Reference Genome Preparation - iffatAGheyas/bioinformatics-tutorial-wiki GitHub Wiki

Reference Genome Preparation
Before you can map reads, you need a FASTA file of your reference genome and an index for your chosen aligner.
1. Obtain or build a FASTA reference
Download a published genome (e.g.

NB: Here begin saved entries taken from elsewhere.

PR #1778, opened 2026-02-09
Fix JLS 9.7.4 type-use annotation placement when using validation annotations

### LINKED ISSUE #1776: Breaking Change in 1.3.3: Type-use @Valid on qualified/parameterized types causes "type annotation not expected here"
## Summary

After upgrading to 1.3.3 (which includes PR #1771 – support for type-use annotations for array item validation), compilation fails when generated POJOs have array/list properties whose item type is a **qualified** or **parameterized** type (e.g. from `existingJavaType`).

The compiler reports:

```
type annotation @jakarta.validation.Valid is not expected here
(to annotate a qualified type, write java.lang.String)
```

## Root cause

PR #1771 changed array item validation from:

```
@Valid
List<Item> items
```

To:
```
List<@Valid Item> items
```

That is correct and valid when the element type is a simple name (Item). However, when the schema uses existingJavaType (e.g. String) or the generated type is a qualified name, the plugin still emits @Valid in front of the full type, e.g.: List<@Valid String>. 

Per JLS (type annotations), a type annotation on a qualified type must appear immediately before the last identifier, not before the whole qualified type. So the generated code is invalid.

joelittlejohn:
Place type-use annotations directly before the simple type name rather than before the fully-qualified name. This produces correct code like `com.example.@Valid MyItem` instead of `@Valid com.example.MyItem` when the type cannot be imported due to a name collision.

When the type is imported, simple names are used: `@Valid String`.

From the language spec:

> For example, assume an annotation type TA which is meta-annotated with
> just https://github.com/target(ElementType.TYPE_USE). The terms
> `@TA java.lang.Object` and `java.@TA lang.Object` are illegal because
> the simple name to which `@TA` is closest is classified as a package name.
> On the other hand, `java.lang.@TA Object` is legal.

Simplify JAnnotatedClass by removing 2 of 3 reflection points:
- Store annotation JClass refs directly instead of reflectively constructing JAnnotationUse instances
- Return this from substituteParams (only concrete types are wrapped)
- Keep importedClasses reflection (unavoidable with codemodel 2.6)

Closes #1776

### DIFF
--- a/jsonschema2pojo-core/src/main/java/org/jsonschema2pojo/model/JAnnotatedClass.java
+++ b/jsonschema2pojo-core/src/main/java/org/jsonschema2pojo/model/JAnnotatedClass.java
@@ -18,13 +18,13 @@ package org.jsonschema2pojo.model;
 
 import java.lang.annotation.Annotation;
 import java.lang.reflect.Constructor;
+import java.lang.reflect.Field;
 import java.lang.reflect.InvocationTargetException;
-import java.lang.reflect.Method;
 import java.util.ArrayList;
+import java.util.Collection;
 import java.util.Collections;
 import java.util.Iterator;
 import java.util.List;
-import java.util.Objects;
 
 import com.sun.codemodel.JAnnotationUse;
 import com.sun.codemodel.JClass;
@@ -50,11 +50,27 @@ import com.sun.codemodel.JTypeVar;
  * <li>{@link JAnnotatedClass#annotated(Class)} creates a new <em>type</em> with embedded annotations.
  * Example: {@code private List<@NotNull String> items;}</li>
  * </ul>
- * The implementation of this feature relies on reflection and hooking into the JAnnotationUse to access a
- * package-private constructor. This helps us to avoid a breaking change and forking codemodel, but may be a fragile
- * approach.
+ * This implementation uses reflection to access {@code JFormatter}'s private {@code importedClasses} field,
+ * which is needed to determine correct annotation placement per JLS §9.7.4. This is unavoidable since
+ * codemodel 2.6 provides no public API for querying import state.
  */
 public class JAnnotatedClass extends JClass {
+
+    /** Matches codemodel's package-private JFormatter.CLOSE_TYPE_ARGS */
+    private static final char CLOSE_TYPE_ARGS = '\uFFFF';
+
+    private static final Field IMPORTED_CLASSES_FIELD;
+    private static final Constructor<JAnnotationUse> ANNOTATION_USE_CONSTRUCTOR;
+    static {
+        try {
+            IMPORTED_CLASSES_FIELD = JFormatter.class.getDeclaredField("importedClasses");
+            IMPORTED_CLASSES_FIELD.setAccessible(true);
+            ANNOTATION_USE_CONSTRUCTOR = JAnnotationUse.class.getDeclaredConstructor(JClass.class);
+            ANNOTATION_USE_CONSTRUCTOR.setAccessible(true);
+        } catch (NoSuchFieldException | NoSuchMethodException e) {
+            throw new ExceptionInInitializerError(e);
+        }
+    }
 
     private final JClass basis;
     private final List<JAnnotationUse> annotations;
@@ -82,10 +98,8 @@ public class JAnnotatedClass extends JClass {
      */
     private static JAnnotationUse createAnnotationUse(JClass annotationClass) {
         try {
-            Constructor<JAnnotationUse> c = JAnnotationUse.class.getDeclaredConstructor(JClass.class);
-            c.setAccessible(true);
-            return c.newInstance(annotationClass);
-        } catch (IllegalAccessException | NoSuchMethodException | InvocationTargetException | InstantiationException e) {
+            return ANNOTATION_USE_CONSTRUCTOR.newInstance(annotationClass);
+        } catch (IllegalAccessException | InvocationTargetException | InstantiationException e) {
             throw new RuntimeException("Failed to create JAnnotationUse", e);
         }
     }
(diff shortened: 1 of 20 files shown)


joelittlejohn:
Okay, that was a wild ride. A lot more change needed here than I was expected, to take over rendering of the type and make sure the annotations are inserted in the right place, but also to ensure that we respect imported classes and don't use fully-qualified class names where we shouldn't.

unkish:
There seems to be an issue ~~somewhere, but unfortunately I did not have time yet to dive into where exactly the problem is~~.
Consider following reproducer case:

`foo.json`:
```json
{
  "type": "object",
  "additionalProperties": {
    "type": "array",
    "items": {
      "type": "string"
    }
  }
}
```

Code that is generated for `Foo` has issue, note that definition part is missing second type parameter:
```java
    @JsonIgnore
    private Map<@Valid String> additionalProperties = new LinkedHashMap<String, Set<Bar>>();
```

<br>

Update: in given case it seems that both `ValidRule::isArray` and `ValidRule::isMap` pass, however since `isArray` check is done first, then logic for annotating array item is applied.
I'm looking whether switching places for `if (isArray(node))` and `if (isMap(field.type())` would break anything

joelittlejohn:
Ah yes, this is specific to additionalProperties, where the Map is implied but the schema relates to the map values. Great catch!

joelittlejohn:
This is likely not just about swapping the order. We need to think about how additionalProperties works in this case and make sure it is treated slightly differently.

unkish:
That approach might be even "cleaner".

I've noticed aslo that in case of following schema:
```json
{
  "type": "object",
  "additionalProperties": {
    "type": "array",
    "uniqueItems": true,
    "items": {
      "type": "string"
    }
  }
}
```

Following java is generated:
```java
import java.util.Set;
import javax.annotation.processing.Generated;
import com.fasterxml.jackson.annotation.JsonAnyGetter;
import com.fasterxml.jackson.annotation.JsonAnySetter;
...

@JsonPropertyOrder({

})
@Generated("jsonschema2pojo")
public class Foo {

    @JsonIgnore
    private Map<String, java.util.@Valid Set<String>> additionalProperties = new LinkedHashMap<String, Set<String>>();

    @JsonAnyGetter
    public Map<String, Set<String>> getAdditionalProperties() {
        return this.additionalProperties;
    }
...
```

Note how there is `import java.util.Set;` present, getter has return type `Map<String, Set<String>>` field definition however has fqcn in a type parameter `Map<String, java.util.@Valid Set<String>>`
This does not affect compilation output, just catched my eye.

unkish:
Question not related to this specific commit:
Should `ValidRule` have a "guard" against something like
```json
{
  "type": "object",
  "properties": {
    "bar": {
      "type": "object",
      "existingJavaType": "java.util.Map"
    },
    "foo": {
      "type": "array",
      "items": {
        "type": "string"
      },
      "existingJavaType": "java.util.List"
    }
  }
}
```

Upd: I guess not necessarily as `DefaultRule::getDefaultList` would get `java.lang.IndexOutOfBoundsException: Index: 0`

joelittlejohn:
Yes, you've definitely got it! I'm working on this.

joelittlejohn:
I'm going to put some extra guards in too. There's too many ways to easily break this.

joelittlejohn:
Okay. so I've added more tests and guards here. 

There's one last edge case I'm taking a look at:

```json
{
    "type": "object",
    "additionalProperties": {
        "type": "array",
        "items": {
            "type": "array",
            "items" : {
                "type": "array",
                "items" : {
                    "type": "array",
                    "items" : {
                        "type": "string"
                    }
                }
            }
        }
    }
}
```

I think that the Valid annotations should be applied recursively. Not sure if this is fixable but let's see.

unkish:
I can check the latest changes tomorrow, if that is alright.

joelittlejohn:
Yes, please don't look at this today. Let's mull it over. I also want some more time to consider whether to change this more fundamentally.

Exploring this recursive situation, I think it has revealed to me that fundamentally the ValidRule now needs to be applied to types not fields. This might actually simplify the entire thing.

unkish:
I had a look at changes today and spotted following:
1. If additional properties is not overridden/specialized
```json
{
  "type": "object",
  "additionalProperties": true
}
```
valid code is generated, however there will be no `@Valid` annotation:
```java
    @JsonIgnore
    private Map<String, Object> additionalProperties = new LinkedHashMap<String, Object>();
```
if additional properties are overriden
```json
{
  "type": "object",
  "additionalProperties": {
    "existingJavaType": "java.lang.Object"
  }
}
```
then `@Valid` would be present:
```java
    @JsonIgnore
    private Map<String, @Valid Object> additionalProperties = new LinkedHashMap<String, @Valid Object>();
```

2.  There seems to be an issue with `PropertiesRule::addOverrideBuilder(JDefinedClass, JMethod, JVar)` which can cause generation of 2 "with" methods, consider following example:
`bar.json`
```json
{
  "type": "object",
  "javaType": "com.example.Bar",
  "properties": {
    "version": {
      "type": "integer",
      "required": true
    }
  }
}
```
`foo.json`
```json
{
  "type": "object",
  "javaType": "com.example.Foo",
  "extendsJavaClass": "com.example.Bar",
  "properties": {
    "version": {
      "type": "integer"
    }
  }
}
```
with `includeJsr303Annotations = true`  and `generateBuilders = true`, produces:
```java
    public Foo withVersion(@Valid Integer version) {
        this.version = version;
        return this;
    }

    @Override
    public Foo withVersion(@Valid Integer version) {
        super.withVersion(version);
        return this;
    }
```

method with `@Override` is generated since `parentParam.type()` returns `JReferencedClass(Integer)` whilst `thisJDefinedClass` has `JMethod` with parameter being `JAnnotatedClass(Integer)`

3. There is no `@Valid` annotation on properties that are referenced in schema:
`foo.json`
```json
{
  "type": "object",
  "properties": {
    "baz": {
      "$ref": "baz.json"
    }
  }
}

```
`baz.json`
```json
{
  "type": "object"
}
```

joelittlejohn:
Thanks @unkish! I'm happier with the implementation now, moving the annotation step from 'when we add a field' to 'when we use a type' was a key insight and everything is now much simpler. Even the use of deeply nested classes works now, producing results like `List<List<List<List<@Valid MyItem>>>>`, which is what we want.

I'll look at these other things tonight.

joelittlejohn:
On these:

> 1. If additional properties is not overridden/specialized

Fixed.

> 2. There seems to be an issue with PropertiesRule::addOverrideBuilder

I actually can't replicate this. I added a test 'jsr303ValidAnnotationOnClassWithBuilders' but it seems to compile fine and I don't see the problem you mentioned when I look at the class. Maybe you can see why the test does not produce the problem?

> 3. There is no @Valid annotation on properties

Fixed.

I'm sure there are still more edge cases. I'm amazed this has proven to be so hard to get right, but I think we have a pretty good implementation now. Thanks so much for your comments and reviews @unkish!

unkish:
@joelittlejohn I've [tweaked](https://github.com/unkish/jsonschema2pojo/pull/6/changes/f29e841142956cd7bc803a27544a7b32e8addf61) a bit the test to showcase the issue with `generateBuilders`.
Test now fails with:

> target/jsonschema2pojo/IncludeJsr303AnnotationsIT/_1_true/jsr303ValidAnnotationOnClassWithBuilders/generate/com/example/Dog.java:45: error: method withAge(Integer) is already defined in class Dog
    public Dog withAge(`@Valid` Integer age) {
               ^
1 error



One way to fix it would be considering changing `JAnnotatedClass::equals` method to only take into account `basis` equality, leaving out `annotations` equality with reasoning that `JAnnotatedClass` represents a wrapper/proxy around `JClass`.

joelittlejohn:
Since there's no way to get the params for JAnnnotationUse, I decided to check the basis and the annotations for equality (but not their params).

I'm also concerned about adding `@Valid` to everything as I think people will not like this pointless extra noise. I added a check to avoid adding annotations to scalar types like java.lang.Integer, etc. Really hoping that it's the last change 🙃.

unkish:
Should `isContainer` also be made `protected` and/or `Optional` added to `isContainer` check ?

Besides `Optional` (and some other Optional specializations) being a container and possibility to have `isScalar` protected I haven't spotted anything more.

Great job 🎉

I really appreciate your patience tolerating my constant nudges! 😄

joelittlejohn:
A team effort!

unkish:
Before releasing I would like to double check if hibernate validator `@Valid Optional<SomeObject>` would produce warning (treating `Optional` as container).

Upd: validator emitted warnings.
The reason why I wanted to check it is that previously
```json
{
  "type": "object",
  "properties": {
    "optional": {
      "type": "object",
      "existingJavaType": "java.util.Optional<other.pkg.AComplexObject>"
    },
    "mapWithExistingType": {
      "type": "object",
      "existingJavaType": "java.util.Map<String, other.pkg.AComplexObject>"
    }
  }
}
```
previously generated:
```java
    @JsonProperty("optional")
    @Valid
    private Optional<other.pkg.AComplexObject> optional;
    @JsonProperty("mapWithExistingType")
    @Valid
    private Map<String, other.pkg.AComplexObject> mapWithExistingType;
```
Now we generate
```java
    @JsonProperty("optional")
    private Optional<other.pkg.AComplexObject> optional;
    @JsonProperty("mapWithExistingType")
    private Map<String, other.pkg.AComplexObject> mapWithExistingType;
```
there is no more `@Valid` neither on type itself which with new validator would cause warnings, yet unwrap and validate content, nor there is `@Valid` on type parameter.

E. coli K-12 MG1655 RefSeq):

wget -O ref_genome.fa.gz \
  ftp://ftp.ncbi.nlm.nih.gov/genomes/all/GCF/000/005/845/GCF_000005845.2_ASM584v2/GCF_000005845.2_ASM584v2_genomic.fna.gz
gunzip ref_genome.fa.gz

(Optional) Build your own reference by concatenating contigs:

cat contig1.fa contig2.fa … > ref_genome.fa

Verify the FASTA header & sequence:

head -n5 ref_genome.fa
       # >NC_000913.3 Escherichia coli K-12 MG1655, complete genome

Index the reference for fast mapping
Each aligner needs its own index format:
- BWA‐MEM
```
bwa index ref_genome.fa
```
  Creates .amb, .ann, .bwt, .pac, .sa files.
- Bowtie2
```
bowtie2-build ref_genome.fa ref_bt2_index
```
  Produces ref_bt2_index.* index files.
- Minimap2 (for long reads)
```
minimap2 -d ref_minimap2.mmi ref_genome.fa
```
  Generates a single ref_minimap2.mmi index.

With the FASTA and its index in place, you’re ready to align your reads efficiently in the next step.